**What you have to do**: Below are some records; each one is to be set down again exactly.

▼▼▼

PR #11146, opened 2021-12-18
Add Bagua Strategy

### LINKED ISSUE #10455: Support Bagua Training Plugin
## 🚀 Feature

Bagua is a deep learning training acceleration framework for PyTorch.
You could read more the supported features and benchmarks [here](https://tutorials.baguasys.com/).
Mnist [Example](https://github.com/BaguaSys/bagua/blob/master/examples/mnist/main.py).

We could support it by introducing a new `BaguaPlugin` for training by passing it to the `strategy` flag

```python
trainer = Trainer(accelerator="gpu", devices=4, strategy="bagua")
```

cc @borda @akihironitta

wangraying:
## What does this PR do?

Fixes #10455
Fixes https://github.com/BaguaSys/bagua/issues/304

### Suggested follow ups:

- Have Bagua provide Enums for the option strings
- Add registry values for the different configurations
- Update their `bagua.distributed.run` to `bagua.distributed.launch` to match torch

None

## Before submitting

## PR review

## Did you have fun?


pytorch_lightning/strategies/bagua.py
```diff
@@ -0,0 +1,207 @@
...
+
+        # move the model to the correct device
+        self.model_to_device()
+
+        model = LightningBaguaModule(self.model)
+        self.configure_bagua_ddp(model)
+
+        # start the background communication for async algorithm
+        if self._bagua_algorithm == "async":
+            self.model.bagua_algorithm.resume(self.model)
```
awaelchli, line 92: I moved this code from pre_dispatch to here (pre_dispatch removed on master). Now, some adjustments need to be discussed here. I recommend we look at super().setup(). There we already call model_to_device(). Instead of implementing `configure_bagua_ddp`, we could just implement `configure_ddp()` maybe? 

Does Bagua want to wrap the model also for inference, or should it only be done for training?

wangraying: Yes, we can implement `configure_ddp()` instead.

Bagua can optionally wrap the model for inference, they have the same behavior.

pytorch_lightning/plugins/environments/bagua_environment.py
```diff
@@ -0,0 +1,65 @@
...
+
+import logging
+import os
+
+from pytorch_lightning.plugins.environments.cluster_environment import ClusterEnvironment
+
+log = logging.getLogger(__name__)
+
+
+class BaguaEnvironment(ClusterEnvironment):
```
justusschock, line 23: does bagua come with its own launcher or why do you need a separate cluster environment for it? Ideally we could handle it similar to how horovod does it.

I'm asking because a cluster (like slurm, kubeflow, redis etc.) usually is separated from the strategy. So if we can get those terms sorted out, it might be easier to use this in the end (ideally also with lightning creating the processes and setting the necessary environment variables when no external launcher is strictly required).

pytorch_lightning/strategies/bagua.py
```diff
@@ -0,0 +1,205 @@
...
+
+
+class LightningBaguaModule(_LightningModuleWrapperBase):
+    def __init__(self, pl_module: "pl.LightningModule") -> None:
+        super().__init__(pl_module)
+        # Bagua use `bagua_module_name` to distinguish different modules
+        self._bagua_module_name = pl_module._get_name() + str(id(pl_module))
+
+    def forward(self, *inputs, **kwargs):
+        return super().forward(*inputs, **kwargs)
```
justusschock, line 39:
```suggestion
```
No need when just forwarding super call

justusschock (commented):
Already looking pretty good. Comments below for clarity

pytorch_lightning/plugins/environments/bagua_environment.py
wangraying: Yes, Bagua has its own launcher, [here](https://tutorials.baguasys.com/getting-started/#launch-job) it the doc. Some optimizations in Bagua, like [Bagua-Net](https://tutorials.baguasys.com/more-optimizations/bagua-net) and [auto-tuning](https://tutorials.baguasys.com/performance-autotuning/), need to be enabled using Bagua launcher.

By design, Bagua is compatible with pytorch native distributed environment. We can launch a Bagua job using Pytorch launcher and start training using different [distributed algorithms](https://tutorials.baguasys.com/algorithms/) in Bagua, but the advanced optimizations mentioned above is off.

I have tested this strategy under Bagua env and Lightning env, but other env like slurm, kubeflow etc. has not tested yet ( It is not easy for me to have access to such envs).

And when using Bagua launcher, it can be automatically detected as a Bagua env. So that we have similar usage as horovod?

wangraying: I am not quite clear with how horovod handle this, it seems we can just launch the job using `horovodrun`.
As for bagua, we could do this similarly, by launching the job using `baguarun` or `bagua.distributed.launch`.

justusschock: I see, I was not sure, whether we need a environment plugin here, but since you also tested it with lightning env, that should be fine :)

docs/source/accelerators/gpu.rst
```diff
@@ -278,6 +278,7 @@ Lightning allows multiple ways of training
 - DistributedDataParallel 2 (``strategy='ddp2'``) (DP in a machine, DDP across machines).
 - Horovod (``strategy='horovod'``) (multi-machine, multi-gpu, configured at runtime)
 - TPUs (``tpu_cores=8|x``) (tpu or TPU pod)
+- Bagua (``strategy='bagua'``) (multiple-gpus across many machines (python script based))
```
SeanNaren, line 281:
```suggestion
- [Bagua](https://github.com/BaguaSys/bagua) (``strategy='bagua'``) (multiple-gpus across many machines)
- TPUs (``tpu_cores=8|x``) (tpu or TPU pod)
```

I'd swap this around just so that we group the GPU DDP components together! I'd also consider adding a different description to explain why Bagua is different to say Horovod or DDP (probably something our throughput and it being advanced?)

SeanNaren (approved):
This is really really awesome. I think eventually we'll need to give a nice one-shot explanation to users to explain what to use and why later, but having the ability to swap to this from the trainer is epic :)

pytorch_lightning/strategies/bagua.py
```diff
@@ -0,0 +1,235 @@
...
+            if reduce_op.lower() in ("avg", "mean"):
+                op = BaguaReduceOp.AVG
+            elif reduce_op.lower() == "sum":
+                op = BaguaReduceOp.SUM
+            else:
+                raise ValueError(f"unrecognized `reduce_op`: {reduce_op}")
+        elif isinstance(reduce_op, ReduceOp):
+            op = from_torch_reduce_op(reduce_op)
+            if op is None:
+                raise ValueError(f"unrecognized `reduce_op`: {reduce_op}")
```
rohitgr7, line 232:
```suggestion
                raise ValueError(f"Unrecognized `reduce_op`: {reduce_op}")
        elif isinstance(reduce_op, ReduceOp):
            op = from_torch_reduce_op(reduce_op)
            if op is None:
                raise ValueError(f"Unrecognized `reduce_op`: {reduce_op}")
```
Can we add better error msg? something like `BaguaStrategy doesn't support reduce_op: {reduce_op}`, just to let users know where the error is actually coming from.

tests/strategies/test_bagua_strategy.py
```diff
@@ -0,0 +1,40 @@
...
+from tests.helpers.runif import RunIf
+
+
+class TestModel(BoringModel):
+    def __init__(self):
+        super().__init__()
+        self.layer = torch.nn.Linear(32, 2)
+
+
+@RunIf(skip_windows=True, bagua=True, min_gpus=2, standalone=True)
```
rohitgr7, line 28: is it not supported on windows?

tests/strategies/test_bagua_strategy.py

▲▲▲

**Written answer**:
PR #11146, opened 2021-12-18
Add Bagua Strategy

### LINKED ISSUE #10455: Support Bagua Training Plugin
## 🚀 Feature

Bagua is a deep learning training acceleration framework for PyTorch.
You could read more the supported features and benchmarks [here](https://tutorials.baguasys.com/).
Mnist [Example](https://github.com/BaguaSys/bagua/blob/master/examples/mnist/main.py).

We could support it by introducing a new `BaguaPlugin` for training by passing it to the `strategy` flag

```python
trainer = Trainer(accelerator="gpu", devices=4, strategy="bagua")
```

cc @borda @akihironitta

wangraying:
## What does this PR do?

Fixes #10455
Fixes https://github.com/BaguaSys/bagua/issues/304

### Suggested follow ups:

- Have Bagua provide Enums for the option strings
- Add registry values for the different configurations
- Update their `bagua.distributed.run` to `bagua.distributed.launch` to match torch

None

## Before submitting

## PR review

## Did you have fun?


pytorch_lightning/strategies/bagua.py
```diff
@@ -0,0 +1,207 @@
...
+
+        # move the model to the correct device
+        self.model_to_device()
+
+        model = LightningBaguaModule(self.model)
+        self.configure_bagua_ddp(model)
+
+        # start the background communication for async algorithm
+        if self._bagua_algorithm == "async":
+            self.model.bagua_algorithm.resume(self.model)
```
awaelchli, line 92: I moved this code from pre_dispatch to here (pre_dispatch removed on master). Now, some adjustments need to be discussed here. I recommend we look at super().setup(). There we already call model_to_device(). Instead of implementing `configure_bagua_ddp`, we could just implement `configure_ddp()` maybe? 

Does Bagua want to wrap the model also for inference, or should it only be done for training?

wangraying: Yes, we can implement `configure_ddp()` instead.

Bagua can optionally wrap the model for inference, they have the same behavior.

pytorch_lightning/plugins/environments/bagua_environment.py
```diff
@@ -0,0 +1,65 @@
...
+
+import logging
+import os
+
+from pytorch_lightning.plugins.environments.cluster_environment import ClusterEnvironment
+
+log = logging.getLogger(__name__)
+
+
+class BaguaEnvironment(ClusterEnvironment):
```
justusschock, line 23: does bagua come with its own launcher or why do you need a separate cluster environment for it? Ideally we could handle it similar to how horovod does it.

I'm asking because a cluster (like slurm, kubeflow, redis etc.) usually is separated from the strategy. So if we can get those terms sorted out, it might be easier to use this in the end (ideally also with lightning creating the processes and setting the necessary environment variables when no external launcher is strictly required).

pytorch_lightning/strategies/bagua.py
```diff
@@ -0,0 +1,205 @@
...
+
+
+class LightningBaguaModule(_LightningModuleWrapperBase):
+    def __init__(self, pl_module: "pl.LightningModule") -> None:
+        super().__init__(pl_module)
+        # Bagua use `bagua_module_name` to distinguish different modules
+        self._bagua_module_name = pl_module._get_name() + str(id(pl_module))
+
+    def forward(self, *inputs, **kwargs):
+        return super().forward(*inputs, **kwargs)
```
justusschock, line 39:
```suggestion
```
No need when just forwarding super call

justusschock (commented):
Already looking pretty good. Comments below for clarity

pytorch_lightning/plugins/environments/bagua_environment.py
wangraying: Yes, Bagua has its own launcher, [here](https://tutorials.baguasys.com/getting-started/#launch-job) it the doc. Some optimizations in Bagua, like [Bagua-Net](https://tutorials.baguasys.com/more-optimizations/bagua-net) and [auto-tuning](https://tutorials.baguasys.com/performance-autotuning/), need to be enabled using Bagua launcher.

By design, Bagua is compatible with pytorch native distributed environment. We can launch a Bagua job using Pytorch launcher and start training using different [distributed algorithms](https://tutorials.baguasys.com/algorithms/) in Bagua, but the advanced optimizations mentioned above is off.

I have tested this strategy under Bagua env and Lightning env, but other env like slurm, kubeflow etc. has not tested yet ( It is not easy for me to have access to such envs).

And when using Bagua launcher, it can be automatically detected as a Bagua env. So that we have similar usage as horovod?

wangraying: I am not quite clear with how horovod handle this, it seems we can just launch the job using `horovodrun`.
As for bagua, we could do this similarly, by launching the job using `baguarun` or `bagua.distributed.launch`.

justusschock: I see, I was not sure, whether we need a environment plugin here, but since you also tested it with lightning env, that should be fine :)

docs/source/accelerators/gpu.rst
```diff
@@ -278,6 +278,7 @@ Lightning allows multiple ways of training
 - DistributedDataParallel 2 (``strategy='ddp2'``) (DP in a machine, DDP across machines).
 - Horovod (``strategy='horovod'``) (multi-machine, multi-gpu, configured at runtime)
 - TPUs (``tpu_cores=8|x``) (tpu or TPU pod)
+- Bagua (``strategy='bagua'``) (multiple-gpus across many machines (python script based))
```
SeanNaren, line 281:
```suggestion
- [Bagua](https://github.com/BaguaSys/bagua) (``strategy='bagua'``) (multiple-gpus across many machines)
- TPUs (``tpu_cores=8|x``) (tpu or TPU pod)
```

I'd swap this around just so that we group the GPU DDP components together! I'd also consider adding a different description to explain why Bagua is different to say Horovod or DDP (probably something our throughput and it being advanced?)

SeanNaren (approved):
This is really really awesome. I think eventually we'll need to give a nice one-shot explanation to users to explain what to use and why later, but having the ability to swap to this from the trainer is epic :)

pytorch_lightning/strategies/bagua.py
```diff
@@ -0,0 +1,235 @@
...
+            if reduce_op.lower() in ("avg", "mean"):
+                op = BaguaReduceOp.AVG
+            elif reduce_op.lower() == "sum":
+                op = BaguaReduceOp.SUM
+            else:
+                raise ValueError(f"unrecognized `reduce_op`: {reduce_op}")
+        elif isinstance(reduce_op, ReduceOp):
+            op = from_torch_reduce_op(reduce_op)
+            if op is None:
+                raise ValueError(f"unrecognized `reduce_op`: {reduce_op}")
```
rohitgr7, line 232:
```suggestion
                raise ValueError(f"Unrecognized `reduce_op`: {reduce_op}")
        elif isinstance(reduce_op, ReduceOp):
            op = from_torch_reduce_op(reduce_op)
            if op is None:
                raise ValueError(f"Unrecognized `reduce_op`: {reduce_op}")
```
Can we add better error msg? something like `BaguaStrategy doesn't support reduce_op: {reduce_op}`, just to let users know where the error is actually coming from.

tests/strategies/test_bagua_strategy.py
```diff
@@ -0,0 +1,40 @@
...
+from tests.helpers.runif import RunIf
+
+
+class TestModel(BoringModel):
+    def __init__(self):
+        super().__init__()
+        self.layer = torch.nn.Linear(32, 2)
+
+
+@RunIf(skip_windows=True, bagua=True, min_gpus=2, standalone=True)
```
rohitgr7, line 28: is it not supported on windows?

tests/strategies/test_bagua_strategy.py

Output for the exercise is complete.